The incidence of primary cardiac neoplasm is approximately 0.0001% to 0.030%, 25% are malignant, and cardiac angiosarcoma is the most common pathological type.[8] Cardiac angiosarcomas usually originate in the right atrium, and the most common sites for metastasis are the lung and the pericardium.[9] Transthoracic echocardiography is usually the initial diagnostic tool for cardiac tumors, which has a sensitivity of 93% for detecting cardiac masses. Kupsky et al have reported that the absence of a stalk was a universal finding that may help distinguish angiosarcoma from benign, primarily pedunculated such as myxom and papillary fibroelastoma.[10,11] CT scanning is a valuable supplement tool to echocardiography. Magnetic resonance imaging (MRI) is often used to detect tissue characterization and tumor infiltration.[12]18F-FDG PET-CT could be used to noninvasively determine malignant tumors with a sensitivity of 100%.[13] However, MRI, CT, or PET-CT cannot replace biopsy for the final diagnosis. Literatures have ever been reported that pericardial fluid analysis in 15 cases (88%), and the results were negative for malignancy in all.[11] Pericardiocentesis frequently yields bloody or necrotic tissues, cytology is often negative involvement.[14,15] Just as we have done, pericardiocentesis and CT-guided biopsy were all failure. Cardiac angiosarcoma was diagnosed after exploratory thoracotomy. Immunohistochemistry staining of CD31 and CD34 confirmed endothelial origin. Ki67 was used as a prognostic factor. High values (≥10%) have been statistically correlated with poor survival outcome.[16]

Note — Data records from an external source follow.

PR #879, opened 2020-09-11
Allow context to be scope for suspend function fetchers

josephlbarnett:
### :pencil: Description

When executing a suspend function as a data fetcher, check
if the GraphQL context object implements CoroutineScope. If
it does, use that scope to launch the suspend function call
instead of using GlobalScope, allowing for structured
concurrency concepts to apply (coroutineContext inheritance,
cancellation, etc).

### DIFF
--- a/graphql-kotlin-schema-generator/src/main/kotlin/com/expediagroup/graphql/execution/FunctionDataFetcher.kt
+++ b/graphql-kotlin-schema-generator/src/main/kotlin/com/expediagroup/graphql/execution/FunctionDataFetcher.kt
@@ -27,6 +27,7 @@ import com.fasterxml.jackson.databind.ObjectMapper
 import com.fasterxml.jackson.module.kotlin.jacksonObjectMapper
 import graphql.schema.DataFetcher
 import graphql.schema.DataFetchingEnvironment
+import kotlinx.coroutines.CoroutineScope
 import kotlinx.coroutines.CoroutineStart
 import kotlinx.coroutines.GlobalScope
 import kotlinx.coroutines.future.future
@@ -64,7 +65,8 @@ open class FunctionDataFetcher(
             val parameterValues = getParameterValues(fn, environment)
 
             if (fn.isSuspend) {
-                runSuspendingFunction(it, parameterValues)
+                val scope = (environment.getContext<Any?>() as? CoroutineScope) ?: GlobalScope
+                runSuspendingFunction(it, parameterValues, scope)
             } else {
                 runBlockingFunction(it, parameterValues)
             }
@@ -136,9 +138,10 @@ open class FunctionDataFetcher(
     protected open fun runSuspendingFunction(
         instance: Any,
         parameterValues: Array<Any?>,
+        scope: CoroutineScope,
         coroutineContext: CoroutineContext = EmptyCoroutineContext,
         coroutineStart: CoroutineStart = CoroutineStart.DEFAULT
-    ): CompletableFuture<Any?> = GlobalScope.future(context = coroutineContext, start = coroutineStart) {
+    ): CompletableFuture<Any?> = scope.future(context = coroutineContext, start = coroutineStart) {
         try {
             fn.callSuspend(instance, *parameterValues)
         } catch (exception: InvocationTargetException) {
--- a/graphql-kotlin-schema-generator/src/test/kotlin/com/expediagroup/graphql/execution/FunctionDataFetcherTest.kt
+++ b/graphql-kotlin-schema-generator/src/test/kotlin/com/expediagroup/graphql/execution/FunctionDataFetcherTest.kt
@@ -22,7 +22,14 @@ import graphql.GraphQLException
 import graphql.schema.DataFetchingEnvironment
 import io.mockk.every
 import io.mockk.mockk
+import kotlinx.coroutines.CoroutineScope
+import kotlinx.coroutines.Job
+import kotlinx.coroutines.cancelChildren
 import kotlinx.coroutines.coroutineScope
+import kotlinx.coroutines.delay
+import kotlinx.coroutines.future.await
+import kotlinx.coroutines.launch
+import kotlinx.coroutines.runBlocking
 import org.junit.jupiter.api.Test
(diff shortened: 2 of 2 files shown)


graphql-kotlin-schema-generator/src/main/kotlin/com/expediagroup/graphql/execution/FunctionDataFetcher.kt
```diff
@@ -64,7 +65,12 @@ open class FunctionDataFetcher(
             val parameterValues = getParameterValues(fn, environment)
 
             if (fn.isSuspend) {
-                runSuspendingFunction(it, parameterValues)
+                val scope = try {
+                    environment.getContext<CoroutineScope>()!!
+                } catch (e: Exception) {
+                    GlobalScope
+                }
```
smyrick, line 72: Instead of throwing and catching exceptions on null can this just be the following? I haven't looked at the method signatures fully

```suggestion
                val scope = environment.getContext<CoroutineScope>() ?: GlobalScope
```

josephlbarnett: `environment.getContext<T>` looks like it just blindly does a cast to `T`, so would throw a ClassCastException if the context didn't implement scope.  maybe could do something like `(environment.getContext<Any>() as? CoroutineScope) ?: GlobalScope`, but not sure if that's better or worse?

smyrick: I think that is better than using `!!` as we can see what the code would be failing to do that returns null

graphql-kotlin-schema-generator/src/main/kotlin/com/expediagroup/graphql/execution/FunctionDataFetcher.kt
```diff
@@ -136,9 +142,10 @@ open class FunctionDataFetcher(
     protected open fun runSuspendingFunction(
         instance: Any,
         parameterValues: Array<Any?>,
+        scope: CoroutineScope,
```
smyrick, line 145: Breaking changes since we modifying a public method signature

graphql-kotlin-schema-generator/src/main/kotlin/com/expediagroup/graphql/execution/FunctionDataFetcher.kt
```diff
@@ -64,7 +65,8 @@ open class FunctionDataFetcher(
             val parameterValues = getParameterValues(fn, environment)
 
             if (fn.isSuspend) {
-                runSuspendingFunction(it, parameterValues)
+                val scope = (environment.getContext<Any?>() as? CoroutineScope) ?: GlobalScope
```
dariuszkuc, line 68: I dont think this will work in a generic way, i.e. context can by anything and we are auto populating context parameter here -> https://github.com/ExpediaGroup/graphql-kotlin/blob/master/graphql-kotlin-schema-generator/src/main/kotlin/com/expediagroup/graphql/execution/FunctionDataFetcher.kt#L93

This change implies that context has to be of CoroutineScope type in order for this to work reliably.

dariuszkuc: There is also another problem with parent-child relationship - i.e. this will work for top level queries but it won't have proper relationship for the subqueries

josephlbarnett: Agreed this will only work for users that populate a context object that implements CoroutineScope, but couldn't figure out a way for the inner scope to be a child of an outer scope when there's non-suspend functions in between, so some way to pass the scope down seems to be needed.  Other than the context, can you think of a way to pass it down on a per-query basis?

re: parent-child relationships, where's the best example of one of those?  I'll take a look and see if thats solveable in a similar way.

dariuszkuc: Ideally this would all be automatically populated on the data fetching environment but without rewriting `graphql-java` execution logic its not going to be clean integration.

In order to preserve the parent-child relationship I guess you could store coroutine scopes in a map (or a tree) - basically you would look up parent scope (by path) and start resolver in a new child scope (that would also have to be stored in the same map so its children resolvers would be able to look it up). Since you would have to manually manage those relationships I think it would be somewhat problematic but I guess doable.

I think bigger problem would be on the cancellations -> per spec each field is resolved individually and unless there is some critical exception (i.e. attempting to return null for non-nullable field) they should resolve separately. You probably would need to use supervisor job to allow individual resolver failures but there also would have to be some mechanism to do the critical failure.

Due to the all of the above I don't think it is currently doable in a way that is generic and could be integrated to the lib*.

---
*without the execution logic rewrite to be coroutine aware

josephlbarnett: Yeah, been running with this + a supervisor scope added to the context and it seems to be working well in that:
 * the scope's CoroutineContext gets used (eg MDContext() gets applied properly)
 * cancelling the GraphQLContext scope allows for proper individual resolver failures to show up in `errors` as cancellations while resolvers that occur before cancellation still end up in `data`

While parent-child scope isn't being handled explicitly, it still seems to work "properly" for the cases I've tested -- ie having all resolvers share the same scope vs/ having hierarchical scope isn't manifesting itself as a problem.  Also not handling critical exceptions as failing the whole request, but at least for my cases would prefer all exceptions end up in `errors` vs/ failing the `graphql.execute*()` call and bubbling up?  That being said, I'm sure there are use cases that I'm not covering in my usage, and so understand your concerns.

dariuszkuc:
Going to close this for now as while it would work in some cases it does not solve the problem generically (i.e. does not honor proper parent-child relationship of coroutines and does not handle critical cancellation).

Issue #864, opened 2020-09-03
Two data classes are generated are from the same type


haagenhasle:
I'm using graphql-kotlin version 3.6.1. 

I'm generating code base on a schema and a query-file. In three different places in the query-file, the same type is referenced. (FolkeregisterMetadata). When graphql-kotlin generates code for this, it generate two data classes instead of one, FolkeregisterMetadata and FolkeregisterMetadata1. The first one is used two places, and the second one the third place. I can't find any differences in the query that should cause this, so I assume it could be a bug? I would have expected just one FolkeregisterMetadata-dataclass to be generated.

Surgical resection remains the first-line treatment of choice. Unfortunately, many patients lost their operating opportunities when found it. Adjuvant therapies, including chemotherapy and radiotherapy are all debatable. No randomized controlled trials have been performed to provide evidence to these adjuvant therapies. With regard to targeted therapy, Imatinib[17] is not found to be an active agent against advanced sarcoma in phase II trials. Sorafenib[18] exerts activity against angiosarcoma, with 3.8 and 14.9 months progression-free survival and overall survival, respectively. Bevacizumab[19] is effective for angiosarcoma with 57% (13/23) patients showing a response and no progression. This patient experienced chemotherapy with docetaxel which has been reported antitumor activity in angiosarcoma.[5–7] The efficacy was evaluated as progression after 2 cycles. Bevacizumab was combined with chemotherapy for 3 months to this patient. Unfortunately, the tumor was still in progress. She survived for 10 months and died. The literatures have reported that the prognosis of cardiac angiosarcoma is generally poor, with survival ranging from 6 to 12 months after the diagnosis has been established.[20] Although, this case responds poorly to chemotherapy and targeted therapy, some of limited cases, after radical resection, a multidisciplinary approach with adjuvant chemotherapy, radiotherapy, and targeted therapy may improve overall survival even reaching 33 months.[21–23]

Primary cardiac angiosarcoma is rare and difficult to diagnosis at its early stage. Most patients lost their operation opportunities. There are no practical guidelines for management advanced disease in particular an evidence-based advice. Primary cardiac angiosarcoma is largely resistant to chemotherapy and/or radiation and the vast heterogeneity within the tumor. The exact benefit and its place in a multimodality treatment regimen are still under investigation.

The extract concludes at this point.